As tax collections take time to process, the exact total collected to date is unclear. But the administration estimates the state will collect about $1.3 billion in the first three years of the term. Most of that money will be deposited in the state’s general fund and can be used for whatever the governor and lawmakers choose to spend. There is no requirement that penalty money be spent on health care or financial aid, Palmer confirmed.
Meanwhile, premiums are rising for many consumers buying coverage through Covered California, with an average increase of 5.6% for 2023, according to market spokesman James Scullary.
Deductibles and other out-of-pocket costs are also rising for some people, and consumer advocates fear that without increased financial assistance, more Californians will choose to purchase coverage — or forgo care altogether.
For example, a mid-level covered California insurance plan for an individual will have a medical deductible of $4,750 and an annual maximum of $8,750 in 2023, up from $3,700 and $8,200, respectively, this year.
“We already had concerns about reinstating the penalty for the uninsured because it hits the poor hardest, and now we see low-income people making tough choices about paying for health care or other basic necessities like gas, food and rent,” said Linda Nguy, lobbyist at the Western Center on Law and Poverty. “Let’s spend the money we collect to make it more affordable or eliminate the money order if we don’t spend it.”
Some Democratic lawmakers, backed by Heath Access and a broad coalition of health advocates, insurers and small businesses, are pushing Newsom to use penalty revenue to help uninsured and low-income Californians. They argue that even with the additional federal aid, people still need help to reduce personal expenses.
“Small businesses and their employees are struggling to pay for health care,” said Bianca Blomquist, California policy director for lobby group Small Business Majority. “When the individual mandate was established, it was understood that while the money would go to the general fund, it would be spent on financial accessibility assistance in covered California. That’s a big reason why we supported him.
A bill introduced this year by state Sen.
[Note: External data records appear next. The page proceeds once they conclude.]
PR #5162, opened 2025-01-16
core: add context menu key

jcollie:
I have this key on a cheap Lenovo keyboard at work and would like to put it to some use.

### DIFF
--- a/src/input/key.zig
+++ b/src/input/key.zig
@@ -401,7 +401,8 @@ pub const Key = enum(c_int) {
     kp_delete,
     kp_begin,
 
-    // TODO: media keys
+    // special keys
+    context_menu,
 
     // modifiers
     left_shift,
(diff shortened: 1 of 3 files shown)


src/input/key.zig
```diff
@@ -330,6 +330,7 @@ pub const Key = enum(c_int) {
     backspace,
     print_screen,
     pause,
+    context_menu,
```
mitchellh, line 333: This should go in the "function key" section.

mitchellh (changes requested):
I also believe that any changes to the Key enum require changes to libghostty's header and possibly some Swift. I can check the Swift but definitely check the header please.

jcollie:
> I also believe that any changes to the Key enum require changes to libghostty's header and possibly some Swift. I can check the Swift but definitely check the header please.

I didn't touch the swift code, as I'm not exactly sure what the values in `Ghostty.Input.swift` are supposed to correspond to.

mitchellh (approved):
I have a better understanding of our keyboard key future and this fits in. 

(https://www.w3.org/TR/uievents-code/)

PR #5164, opened 2025-01-16
[macOS] fix: Closing tab with running process while in Stage Manager no longer causes focus to be lost

### LINKED ISSUE #5108: MacOS: Closing tab causes window to lose focus when Stage Manager is enabled.
### Discussed in https://github.com/ghostty-org/ghostty/discussions/4036

<sup>Originally posted by **kenvunz** December 30, 2024</sup>
When Stage Manager (SM) is enabled, closing one tab will lose the entire app focus, rather stay focused on the remaining tab.

In this particular example, I have 2 windows, one Chrome and one Ghostty, closing one tab and the app will immediately losing the focus.

CleanShot 2024-12-30 at 11 33 51

</div>

xalbd:
Resolves #5108 

Reproduction: While Stage Manager is activated, create a new tab in Ghostty, run `sleep 500` in that tab, and try and close it. Make sure to try both closing the tab with cmd-w and clicking the x; also try accepting the modal with a mouse click and pressing enter. 

Relevant AppKit documentation: [NSAlert beginSheetModal](https://developer.apple.com/documentation/appkit/nsalert/beginsheetmodal(for:completionhandler:))

What I believe is happening is that the alert modal ("there is still a process running") is closed automatically after the completion handler is run, which closes the window on which the alert is attached. Something seems to go wrong in Stage Manager at this point; perhaps it detects the alert closing as a "full" window closing and moves focus to a different window. 

The fix I've identified is to manually call the `orderOut` function to dismiss the alert _before_ the code that closes the window is run.

### DIFF
--- a/macos/Sources/Features/Terminal/BaseTerminalController.swift
+++ b/macos/Sources/Features/Terminal/BaseTerminalController.swift
@@ -449,6 +449,7 @@ class BaseTerminalController: NSWindowController,
         alert.addButton(withTitle: "Cancel")
         alert.alertStyle = .warning
         alert.beginSheetModal(for: window, completionHandler: { response in
+            self.alert = nil
             switch (response) {
             case .alertFirstButtonReturn:
                 alert.window.orderOut(nil)
--- a/macos/Sources/Features/Terminal/BaseTerminalController.swift
+++ b/macos/Sources/Features/Terminal/BaseTerminalController.swift
@@ -449,9 +449,9 @@ class BaseTerminalController: NSWindowController,
         alert.addButton(withTitle: "Cancel")
         alert.alertStyle = .warning
         alert.beginSheetModal(for: window, completionHandler: { response in
-            self.alert = nil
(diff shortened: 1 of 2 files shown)


macos/Sources/Features/Terminal/BaseTerminalController.swift
```diff
@@ -449,9 +449,9 @@ class BaseTerminalController: NSWindowController,
         alert.addButton(withTitle: "Cancel")
         alert.alertStyle = .warning
         alert.beginSheetModal(for: window, completionHandler: { response in
-            self.alert = nil
```
mitchellh, line 452: Doesn't this at least have to be set in the `default` case? Otherwise another modal will never be shown if you reject it, right?

xalbd: Yeah, you're right; honestly not quite sure why I removed that line

PR #5170, opened 2025-01-17
Add `toggle_background_opacity` action for macOS

### LINKED ISSUE #5047: Add `toggle_background_opacity` keybind action

liby:
## Changes

- Added `ghosttyBackgroundOpacityDidToggle` notification for handling opacity toggle events

- Implemented opacity toggle logic in `SurfaceView_AppKit.swift`

- If `background-opacity` is 1 or greater, do nothing

## Testing

1. Set `background-opacity` < 1 in config

2. Bind a key to `toggle_background_opacity` action

3. Press the key to toggle between transparent and opaque states

4. Verify that:

   - Window properly toggles between transparent and opaque states
   
   - Background color is correct in both states
   
   - Action does nothing when `background-opacity` is 1 or more 
   
   - Action does nothing in fullscreen mode

https://github.com/user-attachments/assets/04f114e0-4035-4b8c-860f-71ef696f2258

Resolves #5047


mitchellh (changes requested):
Sorry for the very long delay in review. I can see this is a highly requested feature based on the upvotes. I think the approach here works but not where I'd like to see this done. I think this should be done at the window level (our `NSWindow` subclasses). And this needs to be updated for all the latest changes since. My fault for letting it bitrot. 

If you'd like to reopen this PR with the rebased changes, please do that.

PR #5173, opened 2025-01-17
gtk: always set the title on the underlying window when using adwaita

jcollie:
Fixes #5140


tristan957:
Really interesting that libadwaita doesn't proxy this. Anyway looks like a good fix. Thanks!

tristan957 (approved):

tristan957:
For reference in case anyone else is interested: https://gitlab.gnome.org/GNOME/libadwaita/-/blob/main/src/adw-window-title.c

PR #5189, opened 2025-01-17
fix(wuffs): don't premul alpha when loading png

qwerasd205:
This was causing excessively faint/dark areas anywhere there was transparency, since our image shaders for both Metal and OpenGL assume the image data has straight alpha (which, I think should be the case for data transmitted directly with kitty graphics protocol rather than png-encoded), and do an additional multiplication.

After this change, our image blending looks *like most other apps*, even though it's still technically wrong since it "should" be done in linear space. Kitty, for example, does do linear blending for images, which is *more correct* even though it doesn't look like most apps. On macOS if `text-blending` is set to `linear` we do get linear blending, and match Kitty exactly with this change.

In order to have linear blending of images while maintaining non-linear blending of text for a "native" look on macOS we'd have to use swap textures with different pixel formats (`*_srgb` / not `*_srgb`) or else the API validator yells at us (even though it *does* work correctly...) -- either that or perform our blending in a shader instead of relying on Metal, which is my plan ultimately whenever I get around to making the deferred render pipeline.

### DIFF
--- a/pkg/wuffs/src/jpeg.zig
+++ b/pkg/wuffs/src/jpeg.zig
@@ -55,7 +55,7 @@ pub fn decode(alloc: Allocator, data: []const u8) Error!ImageData {
 
     c.wuffs_base__pixel_config__set(
         &image_config.pixcfg,
-        c.WUFFS_BASE__PIXEL_FORMAT__RGBA_PREMUL,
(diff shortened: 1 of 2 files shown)


qwerasd205:
Good catch, forgot about JPEG

PR #5192, opened 2025-01-17
gtk: don't toggle headerbar on (un)maximize while using SSDs

pluiedev:
See #5137. We should never display the header bar when using SSDs anyway


jcollie (approved):

pluiedev:
I love spurious Git failures breaking CI

AlexJuca (approved):

AlexJuca:
@pluiedev I think re-running the CI pipeline might sort things out for you.

PR #5196, opened 2025-01-18
bash: prefer $HOME over tilde notation

### LINKED ISSUE #5206: bash: profile files not being sourced
### Discussed in https://github.com/ghostty-org/ghostty/discussions/5169

<sup>Originally posted by **tristan957** January 16, 2025</sup>
I find that when the Bash shell integration is enabled, direnv stops working. Has anyone else experienced this issue?
</div>

---

In the follow-on discussion, this was narrowed down to show that profile scripts weren't being sourced during automatic shell integration, and the #5075 was identified as the source of the regression.

jparise:
This reverts part of #5075. While the ~ notation is more concise, I think the consensus is that using $HOME is more explicit, so prefer it.

We've also seen reports (#5169) that something about #5075 breaks the startup sequence in some environments. Reverting this part of the change will help us narrow that down.

Fixes #5206

### DIFF
--- a/src/shell-integration/bash/ghostty.bash
+++ b/src/shell-integration/bash/ghostty.bash
@@ -47,7 +47,7 @@ if [ -n "$GHOSTTY_BASH_INJECT" ]; then
     if builtin shopt -q login_shell; then
       if [[ $__ghostty_bash_flags != *"--noprofile"* ]]; then
         [ -r /etc/profile ] && builtin source "/etc/profile"
-        for rcfile in ~/.bash_profile ~/.bash_login ~/.profile; do
+        for rcfile in "$HOME/.bash_profile" "$HOME/.bash_login" "$HOME/.profile"; do
           [ -r "$rcfile" ] && { builtin source "$rcfile"; break; }
         done
       fi
@@ -62,7 +62,7 @@ if [ -n "$GHOSTTY_BASH_INJECT" ]; then
         for rcfile in /etc/bash.bashrc /etc/bash/bashrc /etc/bashrc; do
           [ -r "$rcfile" ] && { builtin source "$rcfile"; break; }
         done
-        if [[ -z "$GHOSTTY_BASH_RCFILE" ]]; then GHOSTTY_BASH_RCFILE=~/.bashrc; fi
+        if [[ -z "$GHOSTTY_BASH_RCFILE" ]]; then GHOSTTY_BASH_RCFILE="$HOME/.bashrc"; fi
         [ -r "$GHOSTTY_BASH_RCFILE" ] && builtin source "$GHOSTTY_BASH_RCFILE"
       fi
     fi


tristan957:
I did some testing on my side. I think this is the reason for the regressions that I discovered. Only time will tell I guess after this is merged.

tristan957 (approved):
on line 59, there is a comment which includes a tilde. Might as well use $HOME there too

jparise:
> on line 59, there is a comment which includes a tilde. Might as well use $HOME there too

I think I'll let that one be for line length reasons.

jparise:
> I did some testing on my side. I think this is the reason for the regressions that I discovered. Only time will tell I guess after this is merged.

Great! I'm still unclear why the `~/` wouldn't be expanded to `$HOME/` here. (I know it would be treated as a literal if it were quoted, but there weren't any cases of that here.) And I don't think we're changing `$HOME` to something different than what bash would expand. Still a mystery!

tristan957:
On my side, all I did was remove the tildes from the variables, reinstalled Ghostty, checked that the edited bash integration was in place, and reverted my Ghostty config and bashrc changes. 

Now, I could have made a mistake somewhere along the way. I guess we will see after this PR merges for more confirmation.

src/shell-integration/bash/ghostty.bash
```diff
@@ -47,7 +47,7 @@ if [ -n "$GHOSTTY_BASH_INJECT" ]; then
     if builtin shopt -q login_shell; then
       if [[ $__ghostty_bash_flags != *"--noprofile"* ]]; then
         [ -r /etc/profile ] && builtin source "/etc/profile"
-        for rcfile in ~/.bash_profile ~/.bash_login ~/.profile; do
+        for rcfile in "$HOME/.bash_profile" "$HOME/.bash_login" "$HOME/.profile"; do
```
keszybz, line 50: This has the advantage that it'll behave correctly if $HOME includes whitespace. Of course it's a niche case, but it's better to be resilient.

src/shell-integration/bash/ghostty.bash
```diff
@@ -62,7 +62,7 @@ if [ -n "$GHOSTTY_BASH_INJECT" ]; then
         for rcfile in /etc/bash.bashrc /etc/bash/bashrc /etc/bashrc; do
           [ -r "$rcfile" ] && { builtin source "$rcfile"; break; }
         done
-        if [[ -z "$GHOSTTY_BASH_RCFILE" ]]; then GHOSTTY_BASH_RCFILE=~/.bashrc; fi
+        if [[ -z "$GHOSTTY_BASH_RCFILE" ]]; then GHOSTTY_BASH_RCFILE="$HOME/.bashrc"; fi
```
keszybz, line 65: As I wrote in the original PR, this is iffy:

> I have doubts about the expansion of the tilde here. Bash does expand ~ in the middle, but pure sh does not:
```console
[zbyszek@x1c ghostty]$ sh -c 'echo VAR=~'
VAR=~
[zbyszek@x1c ghostty]$ bash -c 'echo VAR=~'
VAR=/home/zbyszek
```

keszybz (approved):
LGTM.

tristan957:
@JacobCallahan to work around, you can probably source the shell integration manually in your bashrc.

JacobCallahan:
@tristan957 can you elaborate?

PR #5202, opened 2025-01-18
chore: update stb_image.h

eltociear:
exitting -> exiting


mitchellh:
It's likely this should go upstream since we just copy this and may reintroduce it if it's not fixed upstream. But I'll merge since its so basic.

PR #5212, opened 2025-01-18
termio: revise macOS-specific .hushlogin note

jparise:
login(1)'s .hushlogin logic was "fixed" in macOS Sonoma 14.4, so this
comment (and our workaround) is only relevant for versions earlier than
that.

The relevant change to login/login.c is part of system_cmds-979.100.8.

> login.c: look for .hushlogin in home directory (112854361)

- https://github.com/apple-oss-distributions/system_cmds/commit/1bca46ecc5b76432f42eb23ec39fe63e8159f251
- https://github.com/apple-oss-distributions/distribution-macOS/tree/macos-144


mitchellh:
Hah! Very interesting.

Richard Pan (D-Sacramento), who is leaving office due to term limits, sought to funnel state penalty money to covered California to reduce out-of-pocket costs for some consumers, including removing their deductibles. . But Newsom vetoed the bill, arguing the money may be needed in years to come to restore state subsidies.
Supporters promise to keep pushing next year.
“Having insurance means nothing if you can’t pay the deductible, and that’s a huge barrier for people with chronic conditions who have very high health care costs,” Pan said. “People still can’t afford to go to the doctor.”
Republicans joined Democratic lawmakers in expressing their frustration. Former state senator Jeff Stone, who was a staunch opponent of the state mandate and has since moved to Nevada, called the penalty a “reverse Robin Hood” – taking from the poor and giving to the rich.
“Poor people are forced to pay this penalty, and it goes directly into the general fund for whatever purpose,” he said. “If the state doesn’t spend it like the governor said, give it back to the taxpayers.”
KHN (Kaiser Health News) is a national newsroom that produces in-depth journalism on health issues. Along with policy analysis and polls, KHN is one of the three main operating programs of the KFF (Kaiser Family Foundation). KFF is an endowed non-profit organization providing information on health issues to the nation.